La semaine verte consacrait sa dernière émission à l’île d’Anticosti. L’île, 16 fois plus grande que l’île de Montréal, est maintenant la propriété de l’État québécois. Pendant longtemps paradis de la chasse au cerf de Virginie, de la pêche et de l’industrie forestière, l’île peine à garder ses services et ses habitants, car les chasseurs américains et québécois se font plus rare, et l’industrie forestière est en crise.

Voilà qu’au même moment, il y a quelques années, des compagnies d’exploration pétrolière ont acheté d’Hydro-Québec – sous le gouvernement libéral et avec une entente encore tenue secrète – les droits d’exploration sur l’île. La manne semble donc à portée de main, tant pour les gens de l’île que pour le gouvernement québécois.

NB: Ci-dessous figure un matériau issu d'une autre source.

PR #1046, opened 2021-09-14
Modernize fetching the python install directory

jamesjer:
The current way of fetching the python install directory gets the wrong one on systems where `get_python_lib()` (the general directory) differs from `get_python_lib(True)` (the platform-specific directory).  For example, on 64-bit Fedora Linux systems, the former is `/usr/lib/python[version]/site-packages` while the latter is `/usr/lib64/python[version]/site-packages`.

Le hic, c’est que l’île constitue une réserve faunique de premier plan en plus d’avoir de très beaux paysages et des bijoux comme une magnifique chute et de la pierre fossilisée, porteuse d’une histoire de milliers d’années. Le sous-sol de l’île contient du pétrole de schiste, qu’on doit extraire en recourant à la fameuse méthode incertaine de fracturation hydraulique. En plus, il faudrait construire un pipeline à travers l’île pour acheminer le pétrole à un port qui reste à aménager pour, ensuite, le transporter par bateau. Que de dangers potentiels pour notre environnement. Plutôt que de prendre cette direction facile pour le développement de l’île et engranger des profits à grands risques pour l’État québécois, pourquoi ne pas envisager un développement de l’île digne du XXIe siècle et porteur d’avenir?

Comme les principales richesses de l’île sont ses cerfs de Virginie, sa roche fossilisée et ses paysages, pourquoi ne pas tabler là-dessus? Un vaste projet d’économie sociale sur cette île pourrait ainsi voir le jour. Les infrastructures d’accueil et d’hébergement de la SEPAQ pourraient être bonifiées, en particulier le camping rustique et aménagé. Un transport fluvial digne de ce nom pourrait être mis en place à partir de Havre-Saint-Pierre, comme le souhaitent les gens de la Basse-Côte-Nord, pour accroître l’offre touristique régionale. Un projet original d’initiation à la chasse à un coût raisonnable pourrait être mis en place, puisque le troupeau de cerfs est trop important et nuit au troupeau lui-même, à la régénération de la forêt et de la flore de l’île.

Un site d’éducation consacré à la roche fossilisée pourrait être aménagé comme à Miguasha, en Gaspésie. Le site historique de Baie-Sainte-Claire et du manoir à la norvégienne, malheureusement incendié, du chocolatier Henri Menier, pourrait aussi être revampé. Avec le temps, de nouveaux habitants, dont de jeunes familles, pourraient s’installer sur l’île et ainsi contribuer au maintien des services, et des artistes pourraient y offrir leurs œuvres l’été venu, sans oublier les plages de l’île.